BEGIN SUPPLIED ENTRIES
PR #1552, opened 2025-11-02
refactor: move broadcast derivative rule to tablegen

avik-pal:


src/enzyme_ad/jax/Implementations/HLODerivatives.td
```diff
@@ -1446,3 +1444,127 @@ def : HLODerivative<"FftOp",
...
+              Reshape
+              (InsertDeletedReduceDimsType),
+              (ReduceAdd (DiffeRet), (ReduceAddNullValue), (BroadcastDimsToReductionDims))
+            ),
+            (BroadcastDimensionsToInversePermutation)
+          )
+        )
+      ],
+      (
+        SelectIfActive $x,
```
wsmoses: select if active shouldn't be required here

however in this case I'm surprised that the hloidentityop part failed, since this is what it should do (it also supports the reverse mode tablegen so we should do that separately as well)

avik-pal: will remove

this doesn't fix the batched ad issue, i am just moving the reverse mode cpp version to tablegen

wsmoses: yeah all that readonlyidentityop does is say that for forward mode, redo the op with corresponding shadow indices [which should be equivalent to this here]

src/enzyme_ad/jax/Implementations/HLODerivatives.td
```diff
@@ -1446,3 +1444,158 @@ def : HLODerivative<"FftOp",
...
+              Reshape
+              (InsertDeletedReduceDimsType),
+              (ReduceAdd (DiffeRet), (ReduceAddNullValue), (BroadcastDimsToReductionDims))
+            ),
+            (BroadcastDimensionsToInversePermutation)
+          )
+        )
+      ],
+      (
+        BroadcastInDim (ResultTypeWithBatch), (Shadow $x), (getBroadcastDimensionsWithBatch)
```
wsmoses, line 1600: cam you explicitly add batch tests? In principle the tablegen interface should automatically do batching on top of so we should check it doesn't accidentally conflict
END SUPPLIED ENTRIES
EXERCISE: Each entry in the listing is to be output exactly as given.

WRITTEN SOLUTION:
PR #1552, opened 2025-11-02
refactor: move broadcast derivative rule to tablegen

avik-pal:


src/enzyme_ad/jax/Implementations/HLODerivatives.td
```diff
@@ -1446,3 +1444,127 @@ def : HLODerivative<"FftOp",
...
+              Reshape
+              (InsertDeletedReduceDimsType),
+              (ReduceAdd (DiffeRet), (ReduceAddNullValue), (BroadcastDimsToReductionDims))
+            ),
+            (BroadcastDimensionsToInversePermutation)
+          )
+        )
+      ],
+      (
+        SelectIfActive $x,
```
wsmoses: select if active shouldn't be required here

however in this case I'm surprised that the hloidentityop part failed, since this is what it should do (it also supports the reverse mode tablegen so we should do that separately as well)

avik-pal: will remove

this doesn't fix the batched ad issue, i am just moving the reverse mode cpp version to tablegen

wsmoses: yeah all that readonlyidentityop does is say that for forward mode, redo the op with corresponding shadow indices [which should be equivalent to this here]

src/enzyme_ad/jax/Implementations/HLODerivatives.td
```diff
@@ -1446,3 +1444,158 @@ def : HLODerivative<"FftOp",
...
+              Reshape
+              (InsertDeletedReduceDimsType),
+              (ReduceAdd (DiffeRet), (ReduceAddNullValue), (BroadcastDimsToReductionDims))
+            ),
+            (BroadcastDimensionsToInversePermutation)
+          )
+        )
+      ],
+      (
+        BroadcastInDim (ResultTypeWithBatch), (Shadow $x), (getBroadcastDimensionsWithBatch)
```
wsmoses, line 1600: cam you explicitly add batch tests? In principle the tablegen interface should automatically do batching on top of so we should check it doesn't accidentally conflict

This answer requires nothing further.